ABOUT THIS EXERCISE: In the listing that follows, find the lines with the string "connect" and report how many there are, without commentary.

(EXTRACTED DATA begins)

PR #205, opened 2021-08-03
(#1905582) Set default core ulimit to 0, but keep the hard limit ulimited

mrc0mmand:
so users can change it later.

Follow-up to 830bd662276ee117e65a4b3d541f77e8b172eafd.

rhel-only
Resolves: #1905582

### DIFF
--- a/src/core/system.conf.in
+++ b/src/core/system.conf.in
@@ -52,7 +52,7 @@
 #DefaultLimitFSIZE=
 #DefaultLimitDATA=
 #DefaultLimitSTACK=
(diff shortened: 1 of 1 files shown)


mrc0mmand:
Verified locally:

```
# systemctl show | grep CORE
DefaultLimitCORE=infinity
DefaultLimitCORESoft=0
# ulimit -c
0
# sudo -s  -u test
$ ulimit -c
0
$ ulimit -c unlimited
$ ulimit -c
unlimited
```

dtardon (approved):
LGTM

(EXTRACTED DATA ends)
(EXTRACTED DATA begins)

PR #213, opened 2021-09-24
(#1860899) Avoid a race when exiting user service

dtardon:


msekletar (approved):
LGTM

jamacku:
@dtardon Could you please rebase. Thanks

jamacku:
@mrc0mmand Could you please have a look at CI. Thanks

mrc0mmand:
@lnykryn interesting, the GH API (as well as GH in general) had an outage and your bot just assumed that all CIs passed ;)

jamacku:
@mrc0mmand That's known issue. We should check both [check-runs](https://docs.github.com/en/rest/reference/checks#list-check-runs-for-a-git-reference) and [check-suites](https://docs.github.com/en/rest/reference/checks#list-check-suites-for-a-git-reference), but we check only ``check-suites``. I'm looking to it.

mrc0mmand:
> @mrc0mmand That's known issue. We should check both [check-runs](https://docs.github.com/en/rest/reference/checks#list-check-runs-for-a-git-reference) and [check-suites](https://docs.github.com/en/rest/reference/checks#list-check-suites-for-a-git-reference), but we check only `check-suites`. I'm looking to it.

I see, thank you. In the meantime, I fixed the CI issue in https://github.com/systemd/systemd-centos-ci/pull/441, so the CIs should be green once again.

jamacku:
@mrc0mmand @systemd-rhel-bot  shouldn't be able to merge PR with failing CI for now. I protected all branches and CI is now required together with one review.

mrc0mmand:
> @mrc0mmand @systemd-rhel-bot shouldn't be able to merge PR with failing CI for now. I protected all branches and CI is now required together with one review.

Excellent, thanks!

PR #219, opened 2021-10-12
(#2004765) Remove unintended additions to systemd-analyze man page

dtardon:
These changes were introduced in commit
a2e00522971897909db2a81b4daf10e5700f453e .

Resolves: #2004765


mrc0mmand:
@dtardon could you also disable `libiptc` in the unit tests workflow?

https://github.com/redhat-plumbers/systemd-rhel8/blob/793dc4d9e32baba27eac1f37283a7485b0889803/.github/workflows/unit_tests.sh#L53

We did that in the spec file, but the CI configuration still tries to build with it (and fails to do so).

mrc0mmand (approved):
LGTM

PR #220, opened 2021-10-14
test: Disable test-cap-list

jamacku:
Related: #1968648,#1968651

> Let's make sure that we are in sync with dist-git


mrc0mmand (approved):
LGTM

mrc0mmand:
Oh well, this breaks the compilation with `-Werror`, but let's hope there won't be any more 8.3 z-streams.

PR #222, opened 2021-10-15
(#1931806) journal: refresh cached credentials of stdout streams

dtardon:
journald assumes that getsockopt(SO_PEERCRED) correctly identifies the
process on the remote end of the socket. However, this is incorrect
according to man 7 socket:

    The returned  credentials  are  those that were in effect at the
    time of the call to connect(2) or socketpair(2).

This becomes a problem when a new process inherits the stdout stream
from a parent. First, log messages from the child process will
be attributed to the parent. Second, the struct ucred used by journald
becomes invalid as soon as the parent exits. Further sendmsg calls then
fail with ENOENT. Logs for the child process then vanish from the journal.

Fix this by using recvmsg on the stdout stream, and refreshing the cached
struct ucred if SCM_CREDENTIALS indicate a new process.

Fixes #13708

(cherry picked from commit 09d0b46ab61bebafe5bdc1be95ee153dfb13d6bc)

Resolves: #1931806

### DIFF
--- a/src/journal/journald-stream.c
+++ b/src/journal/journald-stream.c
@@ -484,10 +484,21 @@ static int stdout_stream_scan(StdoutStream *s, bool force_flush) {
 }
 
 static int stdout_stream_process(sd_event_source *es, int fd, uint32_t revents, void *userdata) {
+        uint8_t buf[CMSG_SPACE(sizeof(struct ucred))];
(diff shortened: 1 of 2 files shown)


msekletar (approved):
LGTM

(EXTRACTED DATA ends)
(EXTRACTED DATA begins)

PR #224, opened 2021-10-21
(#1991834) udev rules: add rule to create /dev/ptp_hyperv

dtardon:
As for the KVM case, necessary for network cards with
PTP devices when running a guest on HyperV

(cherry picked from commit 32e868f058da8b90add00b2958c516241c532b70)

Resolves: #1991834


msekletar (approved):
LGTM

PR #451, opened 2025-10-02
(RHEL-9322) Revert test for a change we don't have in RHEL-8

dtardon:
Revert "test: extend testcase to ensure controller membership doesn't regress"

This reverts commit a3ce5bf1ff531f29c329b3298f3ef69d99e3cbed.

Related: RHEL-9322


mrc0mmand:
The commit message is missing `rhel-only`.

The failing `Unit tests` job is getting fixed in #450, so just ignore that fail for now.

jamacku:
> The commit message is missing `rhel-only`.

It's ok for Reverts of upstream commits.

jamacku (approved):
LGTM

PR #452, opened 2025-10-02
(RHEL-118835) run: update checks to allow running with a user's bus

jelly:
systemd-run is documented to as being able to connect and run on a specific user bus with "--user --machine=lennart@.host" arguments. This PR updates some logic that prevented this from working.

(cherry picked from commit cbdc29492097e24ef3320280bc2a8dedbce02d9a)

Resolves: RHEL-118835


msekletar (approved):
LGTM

(EXTRACTED DATA ends)

WRITTEN ANSWER: 2